-- About this task --
Look through the records, and wherever the string "attrs" turns up, copy out that line.

──────

PR #4306, opened 2019-03-25
Cardigan viewer

davidpmccormick:
Componentising the `IIIFViewer` for inclusion in Cardigan.

~__TODO:__ mock `next/router` (@wellcometrust/experience-devs  can you recall if we've done this elsewhere in Cardigan yet?).~

Should we expect this to be fully functional? I'd say probably so.

Screenshot 2019-03-26 at 14 48 58


common/views/components/IIIFViewer/README.md
```diff
@@ -0,0 +1,4 @@
+## Purpose
+To enable viewing and paging through multi-page IIIF works.
```
jamesgorrie: Since we've had the discussions is it worth noting that this is essentially a static component that takes parameters from the URL, which is controlled by Next rather than having any control itself?

cardigan/stories/iiif-content/iiif-manifest.js
```diff
@@ -0,0 +1,7535 @@
+const manifest = {
```
jamesgorrie: Maybe this could fo in a mocks directory to use elsewhere?
We need to start having more for testing at some stage I assume.

cardigan/stories/components/IIIFViewer.js
```diff
@@ -0,0 +1,96 @@
...
+  };
+
+  const navigationCanvases = [...Array(pageSize)]
+    .map((_, i) => pageSize * pageIndex + i)
+    .map(i => canvases[i])
+    .filter(Boolean);
+
+  const mainImageService = {
+    '@id': currentCanvas.images[0].resource.service['@id'],
+  };
```
jamesgorrie: Having this ☝️ repeated in the story does make me wonder if it could live in the component?

common/views/components/IIIFViewer/IIIFViewer.js
```diff
@@ -0,0 +1,339 @@
...
+import Paginator, {
+  type PaginatorRenderFunctionProps,
+  type PropsWithoutRenderFunction as PaginatorPropsWithoutRenderFunction,
+} from '@weco/common/views/components/RenderlessPaginator/RenderlessPaginator';
+import Control from '@weco/common/views/components/Buttons/Control/Control';
+import IIIFResponsiveImage from '@weco/common/views/components/IIIFResponsiveImage/IIIFResponsiveImage';
+
+const IIIFViewerPaginatorButtons = styled.div.attrs(props => ({
+  className: classNames({
+    'flex absolute flex--h-center': true,
```
jamesgorrie: How do you feel about standardising how we do this?

common/views/components/IIIFViewer/IIIFViewer.js
```diff
@@ -0,0 +1,339 @@
...
+  }),
+}))`
+  left: ${props => (props.isThumbs ? 'auto' : '50%')};
+  right: ${props => props.theme.spacingUnit}px;
+  bottom: ${props => (props.isThumbs ? '50%' : props.theme.spacingUnit + 'px')};
+  transform: ${props =>
+    props.isThumbs ? 'translateY(50%)' : 'translateX(-50%)'};
+
+  ${props =>
+    props.isThumbs &&
```
jamesgorrie: It still feels like we have a completely different set of styles for `isThumbs`- could we potentially compose rather than have loads of conditionals?

common/views/components/IIIFViewer/IIIFViewer.js
```diff
@@ -0,0 +1,339 @@
...
+
+const IIIFViewerThumb = styled.div.attrs(props => ({
+  className: classNames({
+    'relative flex flex--v-center': true,
+    [spacing({ s: 1 }, { padding: ['top', 'right', 'bottom', 'left'] })]: true,
+  }),
+}))`
+  height: 100%;
+  width: 20%;
+  margin-right: ${props => props.theme.spacingUnit}px;
```
jamesgorrie: Should this be done in spacing?
Maybe something to chat about in CTC - flagging up things with multiple ways of doing them and then standardising.

common/views/components/IIIFViewer/IIIFViewer.js
```diff
@@ -0,0 +1,339 @@
...
+}))`
+  height: 20%;
+  width: 100%;
+  padding: 0 100px 0 0;
+
+  @media (min-width: ${props => props.theme.sizes.medium}px) {
+    height: 100%;
+    flex-direction: column;
+    width: 25%;
+    padding: 0 0 ${props => props.theme.spacingUnit * 10}px;
```
jamesgorrie: repeat: spacing classes?

common/views/components/IIIFViewer/IIIFViewer.js
```diff
@@ -0,0 +1,339 @@
...
+`;
+
+const IIIFViewerThumbLink = styled.a.attrs(props => ({
+  className: classNames({
+    'block h-center': true,
+  }),
+}))`
+  height: 100%;
+
+  img {
```
jamesgorrie: Is there a reason not to put a component around the image instead?

I'm finding myself confused as what old rules to apply to the new way of doing things.

BEM, avoiding using elements, low/no specificity etc still feel like the reasons for those apply?

common/views/components/IIIFViewer/IIIFViewer.js
```diff
@@ -0,0 +1,339 @@
...
+const IIIFViewer = styled.div.attrs(props => ({
+  className: classNames({
+    'flex flex--wrap': true,
+  }),
+}))`
+  width: 100vw;
+  height: 90vh;
+  flex-direction: row-reverse;
+
+  img {
```
jamesgorrie: [Now see here](https://github.com/wellcometrust/wellcomecollection.org/pull/4306/files#r269698448)

common/views/components/IIIFViewer/IIIFViewer.js
```diff
@@ -0,0 +1,339 @@
...
+    height: auto;
+    max-width: 100%;
+    max-height: 100%;
+    overflow: scroll;
+  }
+`;
+
+type IIIFCanvasThumbnailProps = {|
+  canvas: IIIFCanvas,
+  maxWidth: ?number,
```
jamesgorrie: Is this nullable?

jamesgorrie: Or for that matter even used in the component?

common/views/components/IIIFViewer/IIIFViewer.js
davidpmccormick: I've lost track of where the chewing the code agendas are, but I thought that that was an item for whenever we next meet (tomorrow)? In short, yes, I'm all for standardising!

common/views/components/IIIFViewer/IIIFViewer.js
davidpmccormick: I'd like to avoid spending too much time on (semantics of) styling for this since it hasn't been designed by a UI designer and is almost certainly going to undergo drastic change (it's in the WIP directory in Cardigan). The work done here was just what's required to get the MVP out.

common/views/components/IIIFViewer/IIIFViewer.js
davidpmccormick: Same for _Chewing the Code_?

common/views/components/IIIFViewer/IIIFViewer.js
davidpmccormick: Good point.

cardigan/stories/components/IIIFViewer.js
davidpmccormick: Yes, I think you're right. Will update.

──────

-- Answer for the task --
+const IIIFViewerPaginatorButtons = styled.div.attrs(props => ({
+const IIIFViewerThumb = styled.div.attrs(props => ({
+const IIIFViewerThumbLink = styled.a.attrs(props => ({
+const IIIFViewer = styled.div.attrs(props => ({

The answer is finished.